I asked her why she is stepping up and getting so invoilved and having all this energy to take care of things and move forward so fast. Things I always asked to do when we were married but she would never step up. Much to my disapointment, her answer was why should she have I was doing it all... then she got pissed... Now she is angry with me as I could not beleive this. 

Please explain this behviour to me?.. How can she be pissed at me now, when obviously she was taking advantage of me and my situation.


----------



## lostinspaces (Oct 22, 2012)

Sounds like she is working on herself esteem and trying to prove to herself that she can make it on her own (responsibility of the bill, etc). There are a few of us in a similar situation with posts about still living with the stbx. 

I can tell you from experience that hanging out with her that closely won't be healthy for you. You need to start setting some healthy boundaries. If she is leaving you she doesn't get to have her fun and then still have you to support her (emotionally, etc). You don't have to be mean, just start working on moving on. 

As much as I didn't/don't want to, I took a relly good job two states away and I think getting some separation will help me long-term. Maybe You should consider moving out as well.


----------



## 2betex (May 16, 2012)

I understand your point, however, after 28 years it is rather interesting. I have for the most part emotionally moved on but I still do care about her wellbeing... We are friends, and would like to keep that as she has no one besides my family. No I do not feel sorry for her but concerned as she is a good person. We have just realized over the last 5 to 8 years that we have grown apart. 

As far as moving out, we both do not want to add extra burden on either of us financially. We could afford it but it would be almost impossible to carry extra notes at this time as our financials are tied up in investments. Once we sell the house, we will be moving on. Or until I get new gig that pay more and then I can afford to pay for both. (In the works) 

My goal is to keep her in the family and try to stay friends; she is naive to say the least... She has only lived with me... and she is starting to learn about self-sufficiency the hard way. 
On another note, she live in half the house and I live in the other half, sort of odd.. We hardly speak to each other and that is hard, especially since we see each other every day. 

We both know getting apart will be best for each of us. I do care for her and do not want her to be hurt by some player… Yes it is up to her however I still care, and always will… We do have to move on and we both know it. 

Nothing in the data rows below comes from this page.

PR #25503, opened 2023-07-06
build: update prettier to v3.0.0

clydin:
Tests that used prettier for assertions were updated to reflect the new prettier promise-based API.

### DIFF
--- a/.prettierrc
+++ b/.prettierrc
@@ -1,6 +1,5 @@
 {
   "printWidth": 100,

I agree moving to another state would be great and I am looking to the DFW area but there is a problem that I have with all of this. It takes so long to move when you are not well connected.. So it all takes time, probably too much time, so this leaves me in a dilemma. Staying in Washington State for a while and at the same time look at other areas for work. 

Just a lot of stress to deal with, Separation, selling house, long hours on the job, job hunting, relocation, selling family business…. just a bunch of crap. 

However I am still sane and solid... I actually have been talking to a real good friend, female, who I have know for a while and she helps counsel me. Although in a perfect world, I would move in her.


----------



## BeachGuy (Jul 6, 2011)

I don't see how anyone can be separated and still living together. If you're living together, you may not be talking or sleeping in the same bed, but you're not separated. You're just living in a bad marriage.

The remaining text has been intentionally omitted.